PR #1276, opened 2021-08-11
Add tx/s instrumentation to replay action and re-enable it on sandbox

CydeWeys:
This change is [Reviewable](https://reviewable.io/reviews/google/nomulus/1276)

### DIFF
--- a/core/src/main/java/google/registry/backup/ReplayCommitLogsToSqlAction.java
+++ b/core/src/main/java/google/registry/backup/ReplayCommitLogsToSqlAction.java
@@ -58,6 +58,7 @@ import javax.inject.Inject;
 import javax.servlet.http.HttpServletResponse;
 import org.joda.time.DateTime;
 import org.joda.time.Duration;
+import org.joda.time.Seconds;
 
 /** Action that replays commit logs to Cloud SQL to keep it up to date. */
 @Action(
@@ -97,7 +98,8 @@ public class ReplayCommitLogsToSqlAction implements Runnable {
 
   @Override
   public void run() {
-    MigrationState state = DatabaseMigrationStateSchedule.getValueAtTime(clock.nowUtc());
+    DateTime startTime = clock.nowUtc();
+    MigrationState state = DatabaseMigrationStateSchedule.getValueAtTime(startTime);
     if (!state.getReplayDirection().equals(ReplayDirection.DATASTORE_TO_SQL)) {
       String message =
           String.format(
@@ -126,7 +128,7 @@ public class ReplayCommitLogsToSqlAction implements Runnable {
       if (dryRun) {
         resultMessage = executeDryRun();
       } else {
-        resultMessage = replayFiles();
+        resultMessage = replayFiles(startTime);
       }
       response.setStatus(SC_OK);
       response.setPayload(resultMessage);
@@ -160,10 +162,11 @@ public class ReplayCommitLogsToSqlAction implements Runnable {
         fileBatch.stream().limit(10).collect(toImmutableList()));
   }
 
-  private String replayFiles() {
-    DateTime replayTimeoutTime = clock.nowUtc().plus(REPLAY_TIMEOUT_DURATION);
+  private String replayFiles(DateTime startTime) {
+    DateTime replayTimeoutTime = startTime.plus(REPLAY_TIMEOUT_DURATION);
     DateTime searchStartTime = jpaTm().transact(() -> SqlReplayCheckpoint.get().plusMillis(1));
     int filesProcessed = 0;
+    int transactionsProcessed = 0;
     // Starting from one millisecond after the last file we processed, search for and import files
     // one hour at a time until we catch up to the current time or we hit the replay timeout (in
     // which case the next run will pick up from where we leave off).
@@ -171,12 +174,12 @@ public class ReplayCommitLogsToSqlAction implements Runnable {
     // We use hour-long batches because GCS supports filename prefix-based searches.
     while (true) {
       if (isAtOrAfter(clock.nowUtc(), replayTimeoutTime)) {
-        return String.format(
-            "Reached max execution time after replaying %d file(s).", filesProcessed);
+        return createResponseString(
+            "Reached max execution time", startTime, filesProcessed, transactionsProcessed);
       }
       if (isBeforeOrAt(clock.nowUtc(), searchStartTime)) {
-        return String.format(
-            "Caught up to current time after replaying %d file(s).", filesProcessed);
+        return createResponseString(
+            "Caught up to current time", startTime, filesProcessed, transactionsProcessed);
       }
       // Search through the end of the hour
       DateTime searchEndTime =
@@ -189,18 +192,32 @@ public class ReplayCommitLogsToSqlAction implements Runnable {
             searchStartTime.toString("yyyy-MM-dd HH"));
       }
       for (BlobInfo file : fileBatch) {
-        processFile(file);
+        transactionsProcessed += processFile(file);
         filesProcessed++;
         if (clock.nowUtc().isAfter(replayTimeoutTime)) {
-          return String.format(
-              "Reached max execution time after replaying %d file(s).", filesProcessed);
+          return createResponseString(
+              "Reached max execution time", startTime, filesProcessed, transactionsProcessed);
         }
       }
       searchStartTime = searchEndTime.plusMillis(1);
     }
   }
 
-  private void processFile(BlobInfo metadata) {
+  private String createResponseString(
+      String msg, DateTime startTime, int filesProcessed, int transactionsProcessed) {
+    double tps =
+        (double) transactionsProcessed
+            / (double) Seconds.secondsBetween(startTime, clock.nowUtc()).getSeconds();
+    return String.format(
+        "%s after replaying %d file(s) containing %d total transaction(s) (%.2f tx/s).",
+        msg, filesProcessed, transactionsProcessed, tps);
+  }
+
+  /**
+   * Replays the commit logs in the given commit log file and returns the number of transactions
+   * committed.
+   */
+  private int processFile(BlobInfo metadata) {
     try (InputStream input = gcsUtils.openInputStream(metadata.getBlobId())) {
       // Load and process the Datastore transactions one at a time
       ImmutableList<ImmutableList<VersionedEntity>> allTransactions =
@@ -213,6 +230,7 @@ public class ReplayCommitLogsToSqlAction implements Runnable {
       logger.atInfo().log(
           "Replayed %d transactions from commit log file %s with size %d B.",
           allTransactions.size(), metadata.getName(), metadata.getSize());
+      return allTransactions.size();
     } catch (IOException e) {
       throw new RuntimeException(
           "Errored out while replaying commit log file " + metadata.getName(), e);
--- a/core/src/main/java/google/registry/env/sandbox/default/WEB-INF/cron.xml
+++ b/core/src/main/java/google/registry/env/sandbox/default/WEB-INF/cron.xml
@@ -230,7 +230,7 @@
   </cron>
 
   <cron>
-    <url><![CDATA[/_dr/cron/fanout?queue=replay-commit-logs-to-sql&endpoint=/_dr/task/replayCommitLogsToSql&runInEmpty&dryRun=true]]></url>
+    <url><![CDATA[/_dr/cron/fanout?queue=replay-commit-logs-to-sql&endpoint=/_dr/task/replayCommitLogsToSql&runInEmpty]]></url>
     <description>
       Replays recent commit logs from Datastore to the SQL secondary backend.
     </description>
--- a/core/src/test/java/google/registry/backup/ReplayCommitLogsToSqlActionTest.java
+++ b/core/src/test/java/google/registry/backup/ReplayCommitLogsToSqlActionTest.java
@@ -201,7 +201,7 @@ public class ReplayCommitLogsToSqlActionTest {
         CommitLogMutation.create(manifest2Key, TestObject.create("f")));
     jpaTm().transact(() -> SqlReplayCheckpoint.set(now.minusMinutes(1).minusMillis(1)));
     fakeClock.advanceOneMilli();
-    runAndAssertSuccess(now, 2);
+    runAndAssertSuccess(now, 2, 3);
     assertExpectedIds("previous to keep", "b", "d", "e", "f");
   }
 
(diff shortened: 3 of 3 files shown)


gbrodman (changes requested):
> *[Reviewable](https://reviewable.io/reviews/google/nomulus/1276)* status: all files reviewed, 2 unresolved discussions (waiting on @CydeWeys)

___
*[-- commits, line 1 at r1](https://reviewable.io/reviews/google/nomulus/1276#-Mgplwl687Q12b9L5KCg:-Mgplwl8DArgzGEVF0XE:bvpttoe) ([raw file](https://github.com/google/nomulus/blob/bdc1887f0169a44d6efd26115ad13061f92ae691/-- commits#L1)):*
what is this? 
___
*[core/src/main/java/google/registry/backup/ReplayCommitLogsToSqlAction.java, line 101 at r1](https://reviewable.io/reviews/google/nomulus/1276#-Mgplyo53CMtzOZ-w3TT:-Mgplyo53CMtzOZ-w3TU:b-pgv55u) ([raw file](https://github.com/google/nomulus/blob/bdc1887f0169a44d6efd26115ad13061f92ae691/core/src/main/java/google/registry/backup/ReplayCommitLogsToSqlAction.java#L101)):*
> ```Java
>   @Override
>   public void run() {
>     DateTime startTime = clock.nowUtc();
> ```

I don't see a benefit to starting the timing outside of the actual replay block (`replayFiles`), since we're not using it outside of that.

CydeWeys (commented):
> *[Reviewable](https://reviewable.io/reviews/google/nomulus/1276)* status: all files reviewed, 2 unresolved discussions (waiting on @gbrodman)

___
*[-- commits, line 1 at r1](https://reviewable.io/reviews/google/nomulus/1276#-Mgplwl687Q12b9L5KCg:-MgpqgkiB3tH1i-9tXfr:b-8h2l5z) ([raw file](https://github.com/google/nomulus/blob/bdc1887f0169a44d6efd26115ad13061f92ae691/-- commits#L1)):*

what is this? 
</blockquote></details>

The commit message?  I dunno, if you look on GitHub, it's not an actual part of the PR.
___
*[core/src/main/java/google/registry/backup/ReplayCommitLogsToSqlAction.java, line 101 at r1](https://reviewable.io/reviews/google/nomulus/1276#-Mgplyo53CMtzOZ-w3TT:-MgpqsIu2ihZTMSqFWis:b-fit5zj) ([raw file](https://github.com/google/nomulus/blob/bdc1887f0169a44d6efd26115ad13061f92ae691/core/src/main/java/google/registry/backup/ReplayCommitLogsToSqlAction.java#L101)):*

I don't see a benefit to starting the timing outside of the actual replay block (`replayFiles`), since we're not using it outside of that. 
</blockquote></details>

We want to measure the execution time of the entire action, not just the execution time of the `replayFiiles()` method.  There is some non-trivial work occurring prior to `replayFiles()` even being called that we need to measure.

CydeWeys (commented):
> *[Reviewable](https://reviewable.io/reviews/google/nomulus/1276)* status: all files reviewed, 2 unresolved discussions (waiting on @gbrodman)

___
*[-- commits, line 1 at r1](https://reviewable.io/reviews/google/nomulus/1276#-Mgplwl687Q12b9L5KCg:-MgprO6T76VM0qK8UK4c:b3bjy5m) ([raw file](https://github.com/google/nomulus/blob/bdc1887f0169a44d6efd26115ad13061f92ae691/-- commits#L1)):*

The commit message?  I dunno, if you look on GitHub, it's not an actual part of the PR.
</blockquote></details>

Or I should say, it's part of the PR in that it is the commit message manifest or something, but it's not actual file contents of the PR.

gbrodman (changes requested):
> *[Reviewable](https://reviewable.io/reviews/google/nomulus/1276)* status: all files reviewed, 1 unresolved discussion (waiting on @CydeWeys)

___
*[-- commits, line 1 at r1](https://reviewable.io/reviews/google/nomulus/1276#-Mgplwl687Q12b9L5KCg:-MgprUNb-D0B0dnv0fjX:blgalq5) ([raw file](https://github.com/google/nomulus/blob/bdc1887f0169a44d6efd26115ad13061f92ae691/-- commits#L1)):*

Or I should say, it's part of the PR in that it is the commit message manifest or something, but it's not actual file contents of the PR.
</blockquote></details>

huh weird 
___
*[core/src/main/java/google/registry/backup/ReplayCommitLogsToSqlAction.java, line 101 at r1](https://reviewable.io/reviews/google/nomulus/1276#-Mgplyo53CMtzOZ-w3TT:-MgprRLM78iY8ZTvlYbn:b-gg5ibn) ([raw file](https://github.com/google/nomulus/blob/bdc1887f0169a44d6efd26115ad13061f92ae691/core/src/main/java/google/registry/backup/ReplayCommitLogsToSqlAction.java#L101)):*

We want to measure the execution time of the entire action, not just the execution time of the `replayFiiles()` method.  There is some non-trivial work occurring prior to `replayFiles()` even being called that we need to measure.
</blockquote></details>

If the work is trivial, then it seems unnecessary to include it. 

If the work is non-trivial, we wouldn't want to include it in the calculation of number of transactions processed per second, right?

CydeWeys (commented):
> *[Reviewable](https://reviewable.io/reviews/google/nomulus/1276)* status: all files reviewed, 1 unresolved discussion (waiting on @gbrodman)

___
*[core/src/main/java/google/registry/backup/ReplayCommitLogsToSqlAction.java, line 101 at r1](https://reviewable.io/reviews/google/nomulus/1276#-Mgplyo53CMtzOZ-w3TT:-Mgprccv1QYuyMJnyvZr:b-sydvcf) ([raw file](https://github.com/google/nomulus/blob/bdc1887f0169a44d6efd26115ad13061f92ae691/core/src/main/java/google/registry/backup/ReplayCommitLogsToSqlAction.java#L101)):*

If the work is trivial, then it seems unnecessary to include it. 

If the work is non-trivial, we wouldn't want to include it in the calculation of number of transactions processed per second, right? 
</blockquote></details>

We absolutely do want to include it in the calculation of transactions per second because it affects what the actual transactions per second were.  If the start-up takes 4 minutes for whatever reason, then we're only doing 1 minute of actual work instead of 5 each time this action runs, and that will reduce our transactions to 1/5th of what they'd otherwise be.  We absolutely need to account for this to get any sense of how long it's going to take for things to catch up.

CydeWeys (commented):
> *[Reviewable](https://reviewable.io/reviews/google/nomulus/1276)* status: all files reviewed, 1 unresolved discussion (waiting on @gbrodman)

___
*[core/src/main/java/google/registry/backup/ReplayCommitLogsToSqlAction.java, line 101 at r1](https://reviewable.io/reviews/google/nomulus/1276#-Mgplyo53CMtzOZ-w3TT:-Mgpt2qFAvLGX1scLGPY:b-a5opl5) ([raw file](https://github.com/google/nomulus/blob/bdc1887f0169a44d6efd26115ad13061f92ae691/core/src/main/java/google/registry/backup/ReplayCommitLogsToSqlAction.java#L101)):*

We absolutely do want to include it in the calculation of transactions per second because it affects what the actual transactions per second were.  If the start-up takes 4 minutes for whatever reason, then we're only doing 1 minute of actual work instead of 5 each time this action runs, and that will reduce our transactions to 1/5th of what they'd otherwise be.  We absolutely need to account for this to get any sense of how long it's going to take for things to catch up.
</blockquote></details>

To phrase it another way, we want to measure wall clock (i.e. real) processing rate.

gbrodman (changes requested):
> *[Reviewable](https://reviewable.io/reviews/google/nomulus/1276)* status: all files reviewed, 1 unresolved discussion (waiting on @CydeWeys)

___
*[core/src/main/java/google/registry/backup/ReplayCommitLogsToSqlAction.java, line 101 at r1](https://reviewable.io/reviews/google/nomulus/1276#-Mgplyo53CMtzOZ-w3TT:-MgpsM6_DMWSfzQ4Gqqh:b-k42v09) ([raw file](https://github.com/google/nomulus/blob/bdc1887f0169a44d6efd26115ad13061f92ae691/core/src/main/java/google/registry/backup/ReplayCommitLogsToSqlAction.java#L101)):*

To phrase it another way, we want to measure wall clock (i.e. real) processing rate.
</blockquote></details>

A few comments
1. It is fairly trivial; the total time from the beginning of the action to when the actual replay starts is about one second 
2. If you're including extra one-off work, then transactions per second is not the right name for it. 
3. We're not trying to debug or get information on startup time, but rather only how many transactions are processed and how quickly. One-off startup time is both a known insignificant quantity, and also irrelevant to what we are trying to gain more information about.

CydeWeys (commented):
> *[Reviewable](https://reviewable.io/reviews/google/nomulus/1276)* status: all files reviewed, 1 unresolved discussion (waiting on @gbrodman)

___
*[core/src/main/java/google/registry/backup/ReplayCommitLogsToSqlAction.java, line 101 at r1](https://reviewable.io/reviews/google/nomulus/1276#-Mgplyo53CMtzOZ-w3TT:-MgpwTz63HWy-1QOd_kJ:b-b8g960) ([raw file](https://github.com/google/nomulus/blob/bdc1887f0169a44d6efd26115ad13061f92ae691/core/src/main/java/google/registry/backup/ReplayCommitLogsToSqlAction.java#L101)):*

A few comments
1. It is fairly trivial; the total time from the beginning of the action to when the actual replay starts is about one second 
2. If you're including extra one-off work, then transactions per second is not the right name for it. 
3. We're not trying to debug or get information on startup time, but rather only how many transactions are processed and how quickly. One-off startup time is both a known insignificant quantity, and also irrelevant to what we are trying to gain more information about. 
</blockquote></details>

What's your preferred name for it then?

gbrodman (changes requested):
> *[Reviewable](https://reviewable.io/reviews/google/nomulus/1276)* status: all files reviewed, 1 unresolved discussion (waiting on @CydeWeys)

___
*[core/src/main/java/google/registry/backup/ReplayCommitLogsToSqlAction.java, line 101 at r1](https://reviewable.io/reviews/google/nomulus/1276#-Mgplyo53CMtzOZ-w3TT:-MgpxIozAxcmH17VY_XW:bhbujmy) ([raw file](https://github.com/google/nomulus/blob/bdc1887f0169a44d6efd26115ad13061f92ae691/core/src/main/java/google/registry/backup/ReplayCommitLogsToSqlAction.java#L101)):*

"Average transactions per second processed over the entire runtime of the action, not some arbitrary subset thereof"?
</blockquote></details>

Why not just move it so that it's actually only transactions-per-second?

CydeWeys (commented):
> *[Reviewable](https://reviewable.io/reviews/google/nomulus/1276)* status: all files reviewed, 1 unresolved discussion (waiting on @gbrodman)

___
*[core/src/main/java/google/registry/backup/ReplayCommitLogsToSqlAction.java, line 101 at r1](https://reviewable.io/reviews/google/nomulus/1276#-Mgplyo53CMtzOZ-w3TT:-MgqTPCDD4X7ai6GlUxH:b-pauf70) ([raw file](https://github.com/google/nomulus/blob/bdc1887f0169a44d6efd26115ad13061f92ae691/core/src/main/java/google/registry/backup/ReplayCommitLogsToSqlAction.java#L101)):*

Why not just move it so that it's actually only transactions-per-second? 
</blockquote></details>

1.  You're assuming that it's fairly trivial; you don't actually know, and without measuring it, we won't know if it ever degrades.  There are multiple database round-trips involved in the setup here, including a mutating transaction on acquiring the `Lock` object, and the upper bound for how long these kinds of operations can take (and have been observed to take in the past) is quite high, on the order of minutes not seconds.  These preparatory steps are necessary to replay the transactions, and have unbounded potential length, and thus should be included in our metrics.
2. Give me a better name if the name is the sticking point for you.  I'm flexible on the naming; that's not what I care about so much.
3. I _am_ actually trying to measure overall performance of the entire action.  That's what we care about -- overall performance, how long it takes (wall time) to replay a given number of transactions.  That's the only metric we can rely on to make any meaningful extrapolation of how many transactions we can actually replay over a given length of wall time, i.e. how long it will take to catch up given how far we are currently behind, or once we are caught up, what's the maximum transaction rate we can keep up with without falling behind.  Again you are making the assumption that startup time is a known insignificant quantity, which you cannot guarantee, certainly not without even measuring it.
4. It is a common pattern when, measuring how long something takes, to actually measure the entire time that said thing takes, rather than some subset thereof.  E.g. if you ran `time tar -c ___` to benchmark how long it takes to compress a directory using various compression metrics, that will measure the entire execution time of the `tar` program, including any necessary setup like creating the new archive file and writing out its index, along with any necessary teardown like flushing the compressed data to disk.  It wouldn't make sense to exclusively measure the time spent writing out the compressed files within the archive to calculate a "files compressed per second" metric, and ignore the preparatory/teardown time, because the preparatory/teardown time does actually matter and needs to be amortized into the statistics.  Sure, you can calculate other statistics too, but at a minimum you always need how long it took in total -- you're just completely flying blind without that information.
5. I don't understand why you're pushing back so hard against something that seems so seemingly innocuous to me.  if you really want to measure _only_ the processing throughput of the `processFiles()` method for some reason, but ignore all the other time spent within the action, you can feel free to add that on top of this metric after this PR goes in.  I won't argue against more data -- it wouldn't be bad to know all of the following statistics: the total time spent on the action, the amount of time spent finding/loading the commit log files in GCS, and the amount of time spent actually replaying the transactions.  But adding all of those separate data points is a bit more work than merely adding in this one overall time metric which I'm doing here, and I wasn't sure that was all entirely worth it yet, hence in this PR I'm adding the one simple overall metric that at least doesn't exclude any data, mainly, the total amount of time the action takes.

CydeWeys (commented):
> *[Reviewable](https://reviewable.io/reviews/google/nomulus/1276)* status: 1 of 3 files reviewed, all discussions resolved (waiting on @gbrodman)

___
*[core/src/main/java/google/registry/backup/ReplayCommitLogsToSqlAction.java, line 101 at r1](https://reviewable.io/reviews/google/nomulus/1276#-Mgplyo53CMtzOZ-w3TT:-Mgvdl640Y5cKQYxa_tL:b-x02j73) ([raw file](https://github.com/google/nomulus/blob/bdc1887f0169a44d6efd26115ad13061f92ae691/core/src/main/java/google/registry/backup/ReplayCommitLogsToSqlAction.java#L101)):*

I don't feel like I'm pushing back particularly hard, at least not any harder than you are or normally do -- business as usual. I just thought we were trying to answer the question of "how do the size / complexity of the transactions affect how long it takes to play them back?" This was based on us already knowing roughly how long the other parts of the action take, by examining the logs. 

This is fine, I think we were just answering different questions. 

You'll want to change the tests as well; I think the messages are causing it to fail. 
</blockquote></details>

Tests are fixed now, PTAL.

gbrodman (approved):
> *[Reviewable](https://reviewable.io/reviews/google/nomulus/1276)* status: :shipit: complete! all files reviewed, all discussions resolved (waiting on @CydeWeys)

——————

## Exercise requirements:
Where the string "metadata" occurs in a line of the material above, copy the whole line.

## Task result:
-  private void processFile(BlobInfo metadata) {
+  private int processFile(BlobInfo metadata) {
     try (InputStream input = gcsUtils.openInputStream(metadata.getBlobId())) {
           allTransactions.size(), metadata.getName(), metadata.getSize());
           "Errored out while replaying commit log file " + metadata.getName(), e);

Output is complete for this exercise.